Teles concludes that conservatives have caught up to liberals in some regards–at least in the sense of gaining representation, if not dominance, in elite institutions that feed the power structures of the legal profession–but certainly have not outmatched or uprooted them. And while their successes over the past thirty years have been impressive, those successes should not be understood through what Teles calls “the myth of diabolical competence,” which essentially means the fallacy of a vast right-wing conspiracy. There was plenty of trial and error, and the whole thing wasn’t hatched up and executed by a coterie of militants hunched over a set of blueprints in some underground bunker. This is a useful point to make, for when it comes to successful conservative movements, conspiracy theories abound yet are simplistic and unedifying.

If the movement’s greatest success has been to place ideologically sympathetic judges like Scalia on the courts, it still straggles far behind in the legal academy, where ideas are shaped and prestigious degrees handed out. One exception, to which Teles devotes considerable attention, is the law and economics movement, which approaches legal problems through the language and analytic tools of economics. The movement began at the University of Chicago in the 1950s, and its most prestigious accolade was the John M. Olin Fellowship in Law and Economics, given each year to a handful of accomplished young scholars. (The fellowship program ended in 2005, when the Olin Foundation, as stipulated by its mission, disbanded after exhausting its assets.) But even here, the results are limited. If law and economics (and the Olin Fellowship) was once a proxy for more overt conservative credentials, now it is just another research field with questionable correlation to political views. Even the movement’s biggest superstar, Richard Posner, makes little use of its tenets in his opinion writing; as a judge, he is much better described these days as a pragmatist than as a law and economics guru. (Full disclosure: I worked for Posner and other judges as a staff attorney at the US Court of Appeals for the Seventh Circuit from 2004 to 2006.) And regardless, a little knowledge of economics is a dangerous thing.
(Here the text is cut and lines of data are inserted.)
PR #1445, opened 2016-01-18
Make global header match Rizzo Next

thomasthesecond:
Because Rizzo Next uses rems and a base font size 10px and Rizzo uses a base font size of 14px, overrides needed to be added to make the header look the same across all areas of the site.

[View Codepen demo](http://codepen.io/thomasthesecond/pen/977f587e591f7d06d78f40f149bd6ad1)

### DIFF
--- a/app/assets/stylesheets/core/layouts/modern/_primary_nav_new.sass
+++ b/app/assets/stylesheets/core/layouts/modern/_primary_nav_new.sass
@@ -68,8 +68,9 @@ $lp-min-480: #{(480 * .0625)}em   // 30em
 $lp-min-360: #{(360 * .0625)}em   // 22.5em
 $lp-min-320: #{(320 * .0625)}em   // 20em
 
-$lp-max-720: #{(719 * .0625)}em // 44.9375em
-$lp-max-480: #{(479 * .0625)}em // 29.9375em
+$lp-max-1530: #{(1530 * .0625)}em // 95.625
+$lp-max-720: #{(719 * .0625)}em   // 44.9375em
+$lp-max-480: #{(479 * .0625)}em   // 29.9375em
 
 $lp-blue: #287bbb
 $lp-color-red: #dc221a
@@ -277,11 +278,17 @@ $lp-notification-badge-size: 17px
     top: (10rem * $scaling-factor)
     font-size: (1.8rem * $scaling-factor)
 
+    @media (max-width: $lp-max-1530)
+      right: 0
+
     &:before
       border: (.8rem * $scaling-factor) solid transparent
       border-bottom-color: #fff
       margin-left: (-.8rem * $scaling-factor)
       top: (-1.6rem * $scaling-factor)
+
+      @media (max-width: $lp-max-1530)
+        right: (1.6rem * $scaling-factor)
 
   .sub-navigation--visible
     box-shadow: 0 $lp-gutter (9rem * $scaling-factor) rgba(0, 0, 0, .4)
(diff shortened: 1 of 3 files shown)


thomasthesecond:
Here's my note about using `!important`:

> Search and mobile navigation need !important because rizzo-next.css loads inside of the `body` and therefore after Rizzo's styles. The `content-wrapper navigation-wrapper rizzo-navigation rizzo-next` class chain cannot be used for these components because they're appended to the `body` and not the `header`.

I don't think we can load rizzo-next.css in the `head` and before Rizzo's CSS, but maybe there's a way to add a class to the search and mobile-navigation components *only* when they load alongside Rizzo? Another option would be to append the components to `header` instead of `body` but there would probably some CSS rework. This would be a question for @jcreamer898.

nidalaa:
Regarding failing spec on jenkins: changes in user feed have been merged recently. Merging master changes could be the easiest way to handle failing specs in this branch :D

thomasthesecond:
Fixed, thanks!

nidalaa:
I think we should get rid of that red dot entirely.

Reasons:
- it was introduced to design when we were using "old" user feed, without that feed this indicator is not self- explanatory
- currently we have side feed(enabled only in community)
image

image

which indicates when message inside user feed wasn't viewed. In the same time, red dot in global nav stays there until user opens the message itself. We would produce inconsistent information for forum users(and basically they are users, who can have messages).

nidalaa:
:point_up:  //cc @bpotterbaum @jcreamer898

jcreamer898:
@thomasthesecond we could change where the `rizzo-next.css` loads, it currently just comes from... https://github.com/lonelyplanet/rizzo/blob/master/app/views/layouts/custom/_post_header.html.haml#L6

@nidalaa don't have to convince me, I'm all about nuking it

thomasthesecond:
Thanks @jcreamer898. I'll look into that.

thomasthesecond:
Related: https://github.com/lonelyplanet/rizzo-next/pull/320

WunderBart:
I've noticed quiet a few places that could use the [`size`](https://github.com/lonelyplanet/rizzo/blob/master/app/assets/stylesheets/sass/mixins/_utilities.sass#L29)& [`font-size`](https://github.com/lonelyplanet/rizzo/blob/master/app/assets/stylesheets/sass/mixins/_utilities.sass#L6) mixins. I'd suggest using [`z-layer`](https://github.com/lonelyplanet/rizzo/blob/master/app/assets/stylesheets/sass/mixins/_utilities.sass#L44) one too, if possible. 

Just my 2 cents here :smile:

nidalaa:
I've tried to test it locally in community and luna but I cannot see changes from https://github.com/lonelyplanet/rizzo-next/issues/319.

I switched to local Rizzo, bumped rizzo-next version in package.json, installed new version and nothing :(
Am I missing something in my setup @thomasthesecond @WunderBart ?

WunderBart:
Npm package version needs to be bumped first. [Last one](https://github.com/lonelyplanet/rizzo-next/commit/5c1d0a748ad677238b9e168b969bcd907f418672) didn't include latest changes.

jcreamer898:
I'll do that as soon as I get in this am. 

Sent from Outlook Mobile




On Thu, Jan 21, 2016 at 6:09 AM -0800, "Bart Kalisz" <notifications@github.com> wrote:












Npm package version needs to be bumped first. Last one didn't include latest changes.

thomasthesecond:
@WunderBart 

`size` mixin has been used where I have width and height

`font-size` mixin won't work in this case because of the `$scaling-factor`. Rizzo uses a base of 14 and Rizzo Next a base of 10; I need to multiply the rem font size from Rizzo Next by that ratio in order to get the correct font size. The rem value created by the `font-size` mixin is too large, so I just created a custom mixin called `lp-font-size` that's similar but specific to this case.

`z-layer` mixin won't work for me because I have `z-index: 2` in two places, but the mixin doesn't accept custom values. I could extend it, but not sure it's worth it in this case.

WunderBart:
It's perfect :+1:

PR #2257, opened 2022-10-19
Allow default batch job memory and vCPU count to be set by vars

jwalgran:
## Overview

Allows changing resources without a code deployment and using different resource allocations in different environments.

Connects https://github.com/open-apparel-registry/open-apparel-registry-clients/issues/107

## Demo

Screen Shot 2022-10-19 at 12 01 33 PM

## Testing Instructions

* Edit the default values `batch_default_job_vcpus` and `batch_default_job_memory` values in `variables.tf` so they are different
* `docker-compose -f docker-compose.ci.yml run --rm terraform`
* `bash-5.1# ./scripts/infra plan`
* In the `plan` output find the `aws_batch_job_definition.default` resource and verify that the `memory` and `vcpus` values match what was set in the variables file.

## Checklist

- [x] CI passes after rebase

### DIFF
--- a/CHANGELOG.md
+++ b/CHANGELOG.md
@@ -11,6 +11,8 @@ and this project adheres to [Semantic Versioning](http://semver.org/spec/v2.0.0.
 
 ### Changed
 
+- Allow default batch job memory and vCPU count to be set by vars [#2257](https://github.com/open-apparel-registry/open-apparel-registry/pull/2257)
+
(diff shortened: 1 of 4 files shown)


nanotubing (approved):
I updated the memory and cpu, and it tried to update the batch_job_definition with the correct value

jwalgran:
Thanks for the review.

PR #2259, opened 2022-10-20
Fix logging when checking for existing Hubspot contact

jwalgran:
## Overview

The boolean comparison was mistakenly inverted. If we get a 409 when attempting to create a contact then that contact already exists and we want to continue with subscibing them to the list.

Connects https://github.com/open-apparel-registry/open-apparel-registry-clients/issues/105

## Testing Instructions

* Verify that my interpretation of the logic is correct

## Checklist

- [x] CI passes after rebase


TaiWilkin (approved):
Yes, this was mistakenly inverted. Good catch.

While hard economics research is, of course, an important and empirically based discipline, applying economic principles broadly and casually is a little like psychoanalyzing your neighbor: anyone can do it, and the results are laden with spongy assumptions and frequently wrong.

I was reminded of this several months ago by an exchange on The Volokh Conspiracy, a law blog founded by the wunderkind UCLA professor Eugene Volokh that counts among its contributors libertarian legal scholars, many of them former Supreme Court clerks, who are very smart and have many thoughtful things to say about law, politics and culture. In September the blog featured a short post about the botched lethal injection of convicted murderer and rapist Romell Broom, whose executioners were unable for several hours to find a vein and had to reschedule the procedure. The Eighth Amendment–which prohibits cruel and unusual punishment–is a topic of scholarly interest to several of the blog’s contributors, and Broom’s terrible story undoubtedly caught their attention for that reason. The posting was sober and respectful, attempting little more than a summary of the awful facts and a few links. One commenter broke with decorum, offering that sparing Broom would “give death row inmates the option of overeating or getting hooked on smack during years before execution to make veins buried or trashed.” Law and economics! Look, professor–an incentive! That this combination of would-be intellectualism and primitive sympathies is only a pose is less illuminating than what it is a pose of. Chief Justice Roberts might have expressed the same sentiment more diplomatically, and Bork more harshly, but only Scalia could’ve said it better.